MemPalace JS is a high-performance, local-first memory engine. It follows a "Method of Loci" spatial metaphor to organize AI context.
MemPalace organizes information into layers to maximize the utility of the AI's limited context window.
- Layer 0: Identity (Static): High-level persona info (e.g., "I am an engineer working on VR"). Always loaded.
- Layer 1: Essential Story (AAAK): The most important milestones and decisions across the entire project, compressed using the AAAK dialect. Always loaded.
- Layer 2: On-Demand (Topic): Specific verbatim text chunks from a requested "Room" (e.g., all memories about "auth"). Loaded when requested by the agent.
- Layer 3: Deep Search (Vector): Semantic search results from LanceDB based on the current user query.
To overcome the traditional bottlenecks of AI memory systems in Python, MemPalace JS utilizes several Node.js-specific optimizations:
Embedding generation (math-heavy) is offloaded to worker_threads running ONNX Runtime (Transformers.js).
- Request Coalescing: If multiple tool calls trigger embeddings simultaneously, the main thread bundles them into a single message to the worker.
- Responsiveness: This keeps the MCP server's main thread free to respond to heartbeats and pings, preventing agent timeouts.
Retreiving 50MB of memory context can cause memory spikes. MemPalace uses AsyncGenerator to stream context chunks from the database to the output buffer.
- This ensures an O(1) memory footprint for context generation.
Standard JSON.stringify is slow for massive arrays of text objects. MemPalace uses fast-json-stringify with pre-compiled schemas for the core Drawer objects.
- Result: Context retrieval is up to 10x faster than traditional implementations.

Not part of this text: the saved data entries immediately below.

PR #72, opened 2018-12-20
Updates send and receive outputs

### LINKED ISSUE #54: send and receive cmd output

Jujhar:
Regarding the smaller QR size unless you want to display PNG in the command line via importing another PNG rendering library the size cannot be changeable pretty much any way as if you select a pixel on the output you will see it as being one unit of black or white. API does not support resizing this type of textual character output. (practically it only supports PNG and Image size change which is not what we are outputting) (Ref https://godoc.org/github.com/skip2/go-qrcode)

Fixes #54

### DIFF
--- a/cli/commands/helpers.go
+++ b/cli/commands/helpers.go
@@ -66,7 +66,11 @@ func getSendDestinationAddress(wallet walletcore.Wallet) (string, error) {
 		}
 
 		if !isValid {
-			return errors.New("invalid address")
+			if (address == "") {
+				return errors.New("You did not specify an address.")
+			}
+
+			return errors.New("That is not a valid address. Try again.")
 		}
 		return nil
 	}
@@ -88,6 +92,10 @@ func getSendAmount() (float64, error) {
 	validateAmount := func(input string) error {
 		amount, err = strconv.ParseFloat(input, 64)
 		if err != nil {
+			if (input == "") {
+				return errors.New("That is did a valid amount. Try again.")
+			}
+
 			return fmt.Errorf("error parsing amount: %s", err.Error())
 		}
 		return nil
--- a/cli/commands/helpers.go
+++ b/cli/commands/helpers.go
@@ -60,16 +60,16 @@ func selectAccount(wallet walletcore.Wallet) (uint32, error) {
 // getSendDestinationAddress fetches the destination address to send DCRs to from the user.
 func getSendDestinationAddress(wallet walletcore.Wallet) (string, error) {
 	validateAddressInput := func(address string) error {
-		isValid, err := wallet.ValidateAddress(address)
+		if (address == "") {
+			return errors.New("You did not specify an address. Try again.")
+		}
+		
+		isValid, err := c.IsAddressValid(address)
 		if err != nil {
 			return fmt.Errorf("error validating address: %s", err.Error())
 		}
 
 		if !isValid {
-			if (address == "") {
-				return errors.New("You did not specify an address. Try again.")
-			}
-
 			return errors.New("That is not a valid address. Try again.")
 		}
 		return nil
@@ -90,12 +90,12 @@ func getSendAmount() (float64, error) {
 	var err error
 
 	validateAmount := func(input string) error {
+		if (input == "") {
+			return errors.New("That is did a valid amount. Try again.")
+		}
+
 		amount, err = strconv.ParseFloat(input, 64)
 		if err != nil {
-			if (input == "") {
-				return errors.New("That is did a valid amount. Try again.")
-			}
-
 			return fmt.Errorf("error parsing amount: %s", err.Error())
 		}
 		return nil
--- a/cli/commands/helpers.go
+++ b/cli/commands/helpers.go
@@ -67,7 +67,7 @@ func getSendDestinationAddress(wallet walletcore.Wallet) (string, error) {
 
 		if !isValid {
 			if (address == "") {
-				return errors.New("You did not specify an address.")
+				return errors.New("You did not specify an address. Try again.")
 			}
 
 			return errors.New("That is not a valid address. Try again.")
--- a/cli/commands/helpers.go
+++ b/cli/commands/helpers.go
@@ -60,11 +60,11 @@ func selectAccount(wallet walletcore.Wallet) (uint32, error) {
 // getSendDestinationAddress fetches the destination address to send DCRs to from the user.
 func getSendDestinationAddress(wallet walletcore.Wallet) (string, error) {
 	validateAddressInput := func(address string) error {
-		if (address == "") {
+		if address == "" {
 			return errors.New("You did not specify an address. Try again.")
 		}
 
-		isValid, err := c.IsAddressValid(address)
+		isValid, err := wallet.ValidateAddress(address)
 		if err != nil {
 			return fmt.Errorf("error validating address: %s", err.Error())
 		}
@@ -90,8 +90,8 @@ func getSendAmount() (float64, error) {
 	var err error
 
 	validateAmount := func(input string) error {
-		if (input == "") {
-			return errors.New("That is did a valid amount. Try again.")
+		if input == "" {
+			return errors.New("You did not specify an amount. Try again.")
 		}
 
 		amount, err = strconv.ParseFloat(input, 64)
--- a/cli/commands/helpers.go
+++ b/cli/commands/helpers.go
@@ -63,7 +63,7 @@ func getSendDestinationAddress(wallet walletcore.Wallet) (string, error) {
 		if (address == "") {
 			return errors.New("You did not specify an address. Try again.")
 		}
-		
+
 		isValid, err := c.IsAddressValid(address)
 		if err != nil {
 			return fmt.Errorf("error validating address: %s", err.Error())
--- a/cli/commands/helpers.go
+++ b/cli/commands/helpers.go
@@ -96,7 +96,7 @@ func getSendAmount() (float64, error) {
 
 		amount, err = strconv.ParseFloat(input, 64)
 		if err != nil {
-			return fmt.Errorf("error parsing amount: %s", err.Error())
+			return fmt.Errorf("Invalid amount. Try again")
 		}
 		return nil
 	}
--- a/cli/commands/receive.go
+++ b/cli/commands/receive.go
@@ -61,7 +61,7 @@ func (receiveCommand ReceiveCommand) Run(ctx context.Context, wallet walletcore.
 		}
 	}
 
-	confirm, err := terminalprompt.RequestInput("Would you like to a generate QR code? (y/N) ", validateConfirm)
+	confirm, err := terminalprompt.RequestInput("Would you like to generate a QR code? (y/N) ", validateConfirm)
 	if err != nil {
 		fmt.Fprintf(os.Stderr, "Error reading your response: %s", err.Error())
 		return err
--- a/cli/commands/receive.go
+++ b/cli/commands/receive.go
@@ -5,7 +5,8 @@ import (
 	"fmt"
 	"os"
 
-	"github.com/raedahgroup/godcr/walletrpcclient"
+	"github.com/raedahgroup/godcr/app/walletcore"
+	"github.com/raedahgroup/godcr/cli/runner"
 	"github.com/raedahgroup/godcr/cli/termio/terminalprompt"
 	"github.com/mdp/qrterminal"
 )
@@ -46,7 +47,7 @@ func (receiveCommand ReceiveCommand) Run(ctx context.Context, wallet walletcore.
 	}
 
 	// Print out address as string
-	fmt.Println(receiveResult.Address)
+	fmt.Println(receiveAddress)
 
 	// Print out QR code
 	validateConfirm := func(address string) error {
@@ -60,6 +61,7 @@ func (receiveCommand ReceiveCommand) Run(ctx context.Context, wallet walletcore.
 
 	if confirm == "y" {
 		qrterminal.GenerateHalfBlock("https://github.com/mdp/qrterminal", qrterminal.L, os.Stdout)
+
 	}
 
 	return nil
--- a/cli/commands/receive.go
+++ b/cli/commands/receive.go
@@ -51,10 +51,21 @@ func (receiveCommand ReceiveCommand) Run(ctx context.Context, wallet walletcore.
 	fmt.Println(receiveAddress)
 
 	// Print out QR code
-	validateConfirm := func(address string) error {
-		return nil
+	validateConfirm := func(userResponse string) error {
+		userResponse = strings.TrimSpace(userResponse)
+		userResponse = strings.Trim(userResponse, `"`)
+		if userResponse == "" || strings.EqualFold("Y", userResponse) || strings.EqualFold("n", userResponse) {
+			return nil
+		} else {
+			return fmt.Errorf("invalid option, try again")
+		}
 	}
-	confirm, _ := terminalprompt.RequestInput("Would you like to a generate QR code? (y/N) ", validateConfirm)
+
+	confirm, err := terminalprompt.RequestInput("Would you like to a generate QR code? (y/N) ", validateConfirm)
+	if err != nil {
+		fmt.Fprintf(os.Stderr, "Error reading your response: %s", err.Error())
+		return err
+	}
 
 	if strings.EqualFold(confirm, "yes") || strings.EqualFold(confirm, "y") {
 		qrterminal.GenerateHalfBlock("https://github.com/mdp/qrterminal", qrterminal.L, os.Stdout)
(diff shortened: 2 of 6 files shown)


itswisdomagain:
Is there another qr code library that does what we want - print smaller images of qr code to terminal?

cli/handlers.go
```diff
@@ -94,6 +97,19 @@ func send(walletrpcclient *rpcclient.Client, custom bool) (*response, error) {
...
 	}
 
+	if err != nil {
+		return nil, err
+	}
+
+	fmt.Println("You are about to send %f DCR to %s", sendAmount, destinationAddress)
+	reader := bufio.NewReader(os.Stdin)
+  fmt.Print("Are you sure? (y/n) ")
+  text, _ := reader.ReadString('\n')
```
itswisdomagain: there's a utility pacakge `terminalprompt` that handles getting user input and performing validation on the input. For example, in this case, anything that's not y, yes, n or no should be regarded as invalid

Your current code doesn't do so, it treats anything not "n" as "yes", not safe

cli/handlers.go
```diff
@@ -94,6 +97,19 @@ func send(walletrpcclient *rpcclient.Client, custom bool) (*response, error) {
...
+
+	if (strings.TrimRight(text, "\n") == "n") {
+		return &response{}, nil
```
itswisdomagain: what happens if you return nil instead of &response{}?

cli/handlers.go
```diff
@@ -102,24 +118,8 @@ func send(walletrpcclient *rpcclient.Client, custom bool) (*response, error) {
...
-		result: [][]interface{}{
-			[]interface{}{
-				"The transaction was published successfully",
-				result.TransactionHash,
-			},
-		},
-	}
-
-	return res, nil
+	fmt.Println("sent txid %s", result.TransactionHash)
```
itswisdomagain: I'm thinking this may read better:
`sent. txid: %s`

cli/handlers.go
```diff
@@ -154,19 +154,9 @@ func receive(walletrpcclient *rpcclient.Client, commandArgs []string) (*response
...
-		result: [][]interface{}{
-			[]interface{}{
-				r.Address,
-				qr.ToString(true),
-			},
-		},
-	}
-	return res, nil
+	res := r.Address + "\n" + qr.ToString(true)
+	fmt.Println(res)
```
itswisdomagain: You could as well do `fmt.Printf("%s\n%s\n", r.Address, qr.ToString(true))`. It's one-liner but can't say if it's more readable. Leaving that to your discretion...

itswisdomagain (changes requested):
2 other observations aside from those pointed underneath:
- there are still "blank lines in the output when re-asking the question"
- if an information is not specified (say an address), it may be better to exit the command; but if re-requesting for the input, it would make sense to say "try again" at the end of the invalid input message

screenshot 2018-12-20 at 12 20 00 pm

cli/handlers.go
Jujhar: Compiles but runtime error

panic: runtime error: invalid memory address or nil pointer dereference
[signal SIGSEGV: segmentation violation code=0x1 addr=0x8 pc=0x8a57da]

Jujhar:
Changed to terminalprompt and found a marginlly smaller QR output as this one has no outside padding.

Not sure how to remove those blank lines any ideas?
 A part of me feels like those are fine and Radeah was talking about double extra lines rather than just one.

cli/handlers.go
itswisdomagain: > Changed to terminalprompt and found a marginlly smaller QR output as this one has no outside padding.

Not small enough. You had another idea of using a graphics library, discuss that with @raedah 

> Not sure how to remove those blank lines any ideas?

Look into the `terminalprompt` package

> A part of me feels like those are fine and Radeah was talking about double extra lines rather than just one.

Nah. The blank lines have no use

itswisdomagain:
> Changed to terminalprompt and found a marginlly smaller QR output as this one has no outside padding.

Not small enough. You had another idea of using a graphics library, discuss that with @raedah 

> Not sure how to remove those blank lines any ideas?

Look into the `terminalprompt` package
EDIT: Found it. Lines 38, 56 and 80 of `terminalprompt.go`

> A part of me feels like those are fine and Radeah was talking about double extra lines rather than just one.

Nah. The blank lines have no use

cli/handlers.go
itswisdomagain: That's because `RunCommand` in `cli.go` in line 83 uses the return value as is. You should return nil and in main.go, check if res is nil before attempting to print. Your main.go should look like this:

```
if res != nil {
     printResult(tabWriter(os.Stdout), res)
}
```

itswisdomagain:
I'm putting this PR as WIP. After discussing with @raedah on how to deal with the mighty qrcode image on terminal, and fixing other issues highlighted, remove the [WIP] label

Jujhar:
Fixed and almost ready to go.

qr-code-72

Jujhar:
Updating to add optional QR display via additional prompt.

itswisdomagain:
@Jujhar rebase your PR branch with master, fix conflicts and then push. Ensure you give attention to ALL previous review comments (there's a comment about using `nil` instead of `&response{}` that you haven't attended to)

When you've done that, rename this PR to remove the [WIP] flag, we don't want to spend time reviewing the code yet until those are done.

cli/handlers.go
Jujhar: No longer an issue

cli/commands/helpers.go
```diff
@@ -63,7 +63,11 @@ func getSendDestinationAddress(c *walletrpcclient.Client) (string, error) {
 		}
 
 		if !isValid {
-			return errors.New("invalid address")
+			if (address == "") {
```
itswisdomagain: This check should be done before line 60. There's no need to attempt to validate an empty address

cli/commands/helpers.go
```diff
@@ -85,6 +89,10 @@ func getSendAmount() (float64, error) {
 	validateAmount := func(input string) error {
 		amount, err = strconv.ParseFloat(input, 64)
 		if err != nil {
+			if (input == "") {
```
itswisdomagain: Always check for empty input before trying to "process" the input. This check should be done before line 90

cli/commands/receive.go
```diff
@@ -42,21 +43,22 @@ func (r ReceiveCommand) Run(client *walletrpcclient.Client, args []string) error
...
-	if err != nil {
-		return fmt.Errorf("Error generating QR Code: %s", err.Error())
+	// Print out address as string
+	fmt.Printf("%s\n", receiveResult.Address)
+
+	// Print out QR code
+	validateConfirm := func(address string) error {
+		return  nil
 	}
+	confirm, _ := terminalprompt.RequestInput("Would you like to a generate QR code? (y/n) ", validateConfirm)
```
itswisdomagain: If `validateConfirm` doesn't do anything, you can simply pass nil here instead.

cli/commands/receive.go
```diff
@@ -42,21 +43,22 @@ func (r ReceiveCommand) Run(client *walletrpcclient.Client, args []string) error
 		return err
 	}
 
-	qr, err := qrcode.New(receiveResult.Address, qrcode.Medium)
-	if err != nil {
-		return fmt.Errorf("Error generating QR Code: %s", err.Error())
+	// Print out address as string
+	fmt.Printf("%s\n", receiveResult.Address)
```
itswisdomagain: `fmt.Println(receiveResult.Address)`

cli/commands/receive.go
```diff
@@ -42,21 +43,22 @@ func (r ReceiveCommand) Run(client *walletrpcclient.Client, args []string) error
...
+	// Print out QR code
+	validateConfirm := func(address string) error {
+		return  nil
 	}
+	confirm, _ := terminalprompt.RequestInput("Would you like to a generate QR code? (y/n) ", validateConfirm)
 
-	columns := []string{
-		"Address",
-		"QR Code",
+	if confirm == "Yes" || confirm == "yes" {
```
itswisdomagain: Do case-insensitive comparison using `strings.EqualFold(confirm, "yes")`
Also, no need to assign `confirm = "y"` only to check the value of confirm again in the next line. Unnecesary.
Do all your comparison here:
`if strings.EqualFold(confirm, "yes") || strings.EqualFold(confirm, "y")`, then display the qrcode

cli/commands/send.go
```diff
@@ -74,6 +74,22 @@ func send(rpcclient *walletrpcclient.Client, custom bool) error {
...
+	confirm, _ := terminalprompt.RequestInput("Are you sure? (y/n) ", validateConfirm)
+
+	if confirm == "Yes" || confirm == "yes" {
+		confirm = "y"
+	}
+
+	if confirm != "y" {
+		fmt.Printf("Operation cancelled\n")
+		return  nil
+	}
```
itswisdomagain, line 99: The comments above apply to this file as well

itswisdomagain (changes requested):

Jujhar:
Done

cli/commands/helpers.go
```diff
@@ -83,6 +87,10 @@ func getSendAmount() (float64, error) {
 	var err error
 
 	validateAmount := func(input string) error {
+		if (input == "") {
+			return errors.New("That is did a valid amount. Try again.")
```
itswisdomagain: Typo here

itswisdomagain: Also, the message here should not be "invalid amount", but "Amount not specified" like was done in the address validate function

cli/commands/helpers.go
```diff
@@ -83,6 +87,10 @@ func getSendAmount() (float64, error) {
...
+		}
+
 		amount, err = strconv.ParseFloat(input, 64)
 		if err != nil {
 			return fmt.Errorf("error parsing amount: %s", err.Error())
```
itswisdomagain: This should be "Invalid amount. Try again"

cli/commands/send.go
```diff
@@ -86,17 +96,6 @@ func send(rpcclient *walletrpcclient.Client, custom bool) error {
...
-	}
-	rows := [][]interface{}{
-		[]interface{}{
-			"The transaction was published successfully",
-			result.TransactionHash,
-		},
-	}
-
-	termio.PrintTabularResult(termio.StdoutWriter, columns, rows)
+	fmt.Println("sent. txid %s", result.TransactionHash)
```
itswisdomagain: This should be `fmt.Printf("Sent. Txid %s", result.TransactionHash)` or `fmt.Println("Send. Txid", result.TransactionHash)`

itswisdomagain (changes requested):
In the `receive.go` and `send.go` files, you're not validating the requested "y/n" input properly. Compare how [similar validation is done here](https://github.com/raedahgroup/godcr/blob/master/cli/runner/walletloader.go#L77-L96)

Take note of the other comments below, rebase your PR branch with master and `go fmt ./...` your code when done before pushing.

cli/commands/helpers.go
Jujhar: That was not part of my code but updated

Jujhar:
Alright updated again.

cli/commands/send.go
```diff
@@ -72,7 +76,34 @@ func send(wallet walletcore.Wallet, custom bool) (err error) {
...
+	if err != nil {
+		fmt.Fprintf(os.Stderr, "Error reading your response: %s", err.Error())
+		return err
+	}
+
+	if strings.EqualFold(confirm, "yes") || strings.EqualFold(confirm, "y") {
+		confirm = "y"
+	}
+
+	if confirm != "y" {
```
itswisdomagain: Instead of checking `if confirm != "y"` here, you can check `if strings.EqualFold(confirm, "n")` in line 96 and cancel the operation there instead.

Also note that the `validateConfirm` function will not accept "yes" or "no", only "y" or "n"

cli/commands/send.go
```diff
@@ -72,7 +76,34 @@ func send(wallet walletcore.Wallet, custom bool) (err error) {
...
+		fmt.Printf("Operation cancelled\n")
```
itswisdomagain: `fmt.Println("Operation cancelled")`

cli/commands/helpers.go
itswisdomagain: This isn't resolved. This should be "Invalid amount. Try again"

itswisdomagain (changes requested):

Jujhar:
Fixed

cli/commands/send.go
```diff
@@ -72,7 +76,30 @@ func send(wallet walletcore.Wallet, custom bool) (err error) {
...
+	validateConfirm := func(userResponse string) error {
+		userResponse = strings.TrimSpace(userResponse)
+		userResponse = strings.Trim(userResponse, `"`)
+		if userResponse == "" || strings.EqualFold("Y", userResponse) || strings.EqualFold("n", userResponse) {
+			return nil
+		} else {
+			return fmt.Errorf("invalid option, try again")
+		}
+	}
+	confirm, err := terminalprompt.RequestInput("Are you sure? (y/N) ", validateConfirm)
```
itswisdomagain: As seen here https://github.com/raedahgroup/godcr/issues/54#issuecomment-446785257, there is no default option for this prompt. User must enter "y" or "n" to proceed. This prompt should not have a capital option (capital options imply that if the user does not enter any value, it's assumed they accept the option in capital)

This should be "Are you sure? (y/n)". The space at the end of that message isn't needed as well

cli/commands/send.go
```diff
@@ -72,7 +76,30 @@ func send(wallet walletcore.Wallet, custom bool) (err error) {
 		return err
 	}
 
+	fmt.Println("You are about to send %f DCR to %s", sendAmount, destinationAddress)
+
+	validateConfirm := func(userResponse string) error {
+		userResponse = strings.TrimSpace(userResponse)
+		userResponse = strings.Trim(userResponse, `"`)
+		if userResponse == "" || strings.EqualFold("Y", userResponse) || strings.EqualFold("n", userResponse) {
```
itswisdomagain: This validate function should not accept empty string values ("") since there is no default option. User must enter "y" or "n". See comment below for more

cli/commands/receive.go
```diff
@@ -44,21 +47,30 @@ func (receiveCommand ReceiveCommand) Run(ctx context.Context, wallet walletcore.
...
+			return nil
+		} else {
+			return fmt.Errorf("invalid option, try again")
+		}
 	}
 
-	columns := []string{
-		"Address",
-		"QR Code",
+	confirm, err := terminalprompt.RequestInput("Would you like to generate a QR code? (y/N) ", validateConfirm)
```
itswisdomagain: The trailing space at the end of this prompt message is not needed

cli/commands/send.go
```diff
@@ -72,7 +76,30 @@ func send(wallet walletcore.Wallet, custom bool) (err error) {
 		return err
 	}
 
+	fmt.Println("You are about to send %f DCR to %s", sendAmount, destinationAddress)
```
itswisdomagain: `fmt.Printf("You are about to send %f DCR to %s\n", sendAmount, destinationAddress)`

itswisdomagain (changes requested):
Last changes. While at it, run `go mod tidy` to remove references to unused imports in `go.mod` and `go.sum`

itswisdomagain (approved):

cli/commands/send.go
```diff
@@ -72,7 +76,30 @@ func send(wallet walletcore.Wallet, custom bool) (err error) {
...
+		}
+	}
+	confirm, err := terminalprompt.RequestInput("Are you sure? (y/n) ", validateConfirm)
+	if err != nil {
+		fmt.Fprintf(os.Stderr, "Error reading your response: %s", err.Error())
+		return err
+	}
+
+	if strings.EqualFold(confirm, "n") {
+		fmt.Println("Operation cancelled")
```
itswisdomagain: Just `Canceled` would do. And I think it's safe to stick with American English (one L in Canceled, instead of 2)

cli/commands/send.go
```diff
@@ -72,7 +76,30 @@ func send(wallet walletcore.Wallet, custom bool) (err error) {
...
+	validateConfirm := func(userResponse string) error {
+		userResponse = strings.TrimSpace(userResponse)
+		userResponse = strings.Trim(userResponse, `"`)
+		if strings.EqualFold("Y", userResponse) || strings.EqualFold("n", userResponse) {
+			return nil
+		} else {
+			return fmt.Errorf("invalid option, try again")
+		}
+	}
+	confirm, err := terminalprompt.RequestInput("Are you sure? (y/n) ", validateConfirm)
```
itswisdomagain: Remove the trailing space at the end of this prompt message

itswisdomagain (changes requested):

itswisdomagain (approved):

- LanceDB (Vector): An embedded, serverless vector database. It stores the embeddings of every "Drawer" (text chunk) and provides fast ANN (Approximate Nearest Neighbor) search.
- Better-SQLite3 (Relational): Powers the Knowledge Graph. It tracks triples (subject-predicate-object) with temporal validity.
- Filesystem: Used for identity files, registry logs, and configuration.
The core "Mining" engine does not use an LLM. It uses a series of high-speed regex passes to:
- Identify Decisions (e.g., "We decided to use Node.js").
- Detect Milestones (e.g., "shipped version 1.0").
- Capture Emotions (e.g., "I'm feeling frustrated with the build speed").
This allows the system to index massive codebases and chat logs in seconds for free, rather than spending dollars on tokens and waiting minutes for LLM extraction.